Imagine what the mpg ICE equivalent is at $0.26 / kWh. That equates to 16 mpg ICE.

Don’t preheat, unless you’re car is covered in ice. Cars heat up extremely quickly ( way faster than ICE).

I don't preheat. But I do plan such that my charging ends right before I start driving in the morning. I park in a garage both at home and work, since OP parks outside, preheat might be needed. It did snow in the last month.
 

mswlogo

Well-Known Member
Aug 27, 2018
8,408
7,951
MA, NH
I don't preheat. But I do plan such that my charging ends right before I start driving in the morning. I park in a garage both at home and work, since OP parks outside, preheat might be needed. It did snow in the last month.

Also super wasteful. Charge when your battery is already warm from driving home. Otherwise all that heat in the battery is wasted and needs to be put back in before it can charge in the morning. Keep in mind he is measuring watts at the wall, not what the car is reporting (which would not include preheating, vampire, charging losses, or morning charging overhead (when your battery is the coldest)). I bet you are more like 500 wh/mi or more if measured at the wall. No way your car gets 275 wh/mi (at the wall) in the winter.

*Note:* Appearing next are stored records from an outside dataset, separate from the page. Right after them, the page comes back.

PR #682, opened 2020-07-08
KI Easter Egg Updates/Age Constants

DoobesURU:
Adds new Easter Eggs (feathers) and Constants for Fan Ages.

- Adds yellow, raven and dove feathers for GoMePubNew, Chiso, and Veelay respectively.

- Adds proper name constants for Fehnir's House, GoMePubNew, Chiso and Veelay.

- Adds /look comments for GoMePubNew and Chiso.

- Adds GoMePubNew, Chiso and Veelay to "No Invite" list.

- (proposed) Takes out unneeded "The" from some of the Age Name constants to help them display better in areas of the KI. While it does appear to cut off the latter part of the text in lists, this should eliminate instances where the Age name only displays as "The...".

### DIFF
--- a/Scripts/Python/ki/xKIConstants.py
+++ b/Scripts/Python/ki/xKIConstants.py
@@ -98,6 +98,11 @@ kEasterEggs = {
                "Cleft" : {"see" : "You see sand for as far as the eye can see. Gonna need a vehicle of some sort.",
                           "exits" : "... well, I don't know. Maybe you can ask the old man (if he ever stops listening to that music!).",
                           "people" : "an old man. Ok, maybe he's not standing. BTW, wasn't he on M*A*S*H?"},
+               "GoMePubNew" : {"see" : "You are in a festively yet dimly lit Pub. The echoes of Messenger work and play echo along the walls of the massive main chamber.",
+                               "exits" : "... wait, where ARE the exits? Who built this place anyway?",
+                               "people" : "You see many people...unless you are here by yourself...in which case, you don't."},
+               "ChisoPreniv" : {"see" : "All around you are bookshelves upon bookshelves but not a book to read. To the south is a large set of windows that reveal a vast landscape that you'll never be able to access.",
+                                "exits" : " ... I guess in this library, the only exit is through the window, but let's not do that"},
 }
 
 ## Constants for Age display names.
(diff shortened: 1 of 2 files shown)


Scripts/Python/ki/xKIConstants.py
```diff
@@ -130,14 +135,19 @@ class kAges:
                "Shaft" : "D'ni-Tiwah",
                "Spy Room" : "D'ni-Ae'gura",
                "spyroom" : "D'ni-Ae'gura",
+##             Fan Ages
                "Trebivdil" : "Tre'bivdil",
                "trebivdil" : "Tre'bivdil",
-               "vothol" : "Vothol Gallery"}
+               "vothol" : "Vothol Gallery",
+               "FehnirHouse" : "Fehnir's House",
```
dpogue, line 142: Vothol Gallery & Fehnir's House are both Cavern locations, no? They should be `D'ni-<something>`?

Scripts/Python/ki/xKIConstants.py
```diff
@@ -98,6 +98,11 @@
                "Cleft" : {"see" : "You see sand for as far as the eye can see. Gonna need a vehicle of some sort.",
                           "exits" : "... well, I don't know. Maybe you can ask the old man (if he ever stops listening to that music!).",
                           "people" : "an old man. Ok, maybe he's not standing. BTW, wasn't he on M*A*S*H?"},
+               "GoMePubNew" : {"see" : "You are in a festively yet dimly lit Pub. The echoes of Messenger work and play echo along the walls of the massive main chamber.",
+                               "exits" : "... wait, where ARE the exits? Who built this place anyway?",
+                               "people" : "many people...unless you are here by yourself...in which case, you don't."},
+               "ChisoPreniv" : {"see" : "All around you are bookshelves upon bookshelves but not a book to read. To the south is a large set of windows that reveal a vast landscape that you'll never be able to access.",
+                                "exits" : " ... I guess in this library, the only exit is through the window, but let's not do that"},
```
Hoikas, line 105: :trollface:

Scripts/Python/ki/xKIConstants.py
Hoikas: Would this convention also extend to the various pubs?

DoobesURU: That's a good point dpogue. Let me test how that looks in Destiny.

cwalther: Don’t listen to my bikeshedding, but I don’t think this change is a proper continuation of the previous pattern. In the precedent, the “D'ni-” prefix is followed by a D’ni area name, not by an English description. So the pubs would all become “D'ni-J'taeri” (or whatever it was). The ambiguity would make it less useful though.
(In other words, the change makes things no less inconsistent than before. It does make them marginally more useful, so I guess it’s OK.)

Effectively you are preheating the battery.
 
Preheating is definitely wasted energy, I agree. I’ll change it up for the next 30 days. I’m going to preheat very little or not at all. I’ll also try to charge after the battery is warm. Outdoor temps will be similar.

I’m seeing 300-400 wh/mi in the car but am measuring at the wall charger to get a true cost. This includes the wall charger drawing current while sitting there lit up. I have been charging at work for free and still can. However, I really wanted to know what it would be like without having that luxury.
 
Also super wasteful. Charge when your battery is already warm from driving home. Otherwise all that heat in the battery is wasted and needs to be put back in before it can charge in the morning. Keep in mind he is measuring watts at the wall, not what the car is reporting (which would not include preheating, vampire, charging losses, or morning charging overhead (when your battery is the coldest)). I bet you are more like 500 wh/mi or more if measured at the wall. No way your car gets 275 wh/mi (at the wall) in the winter.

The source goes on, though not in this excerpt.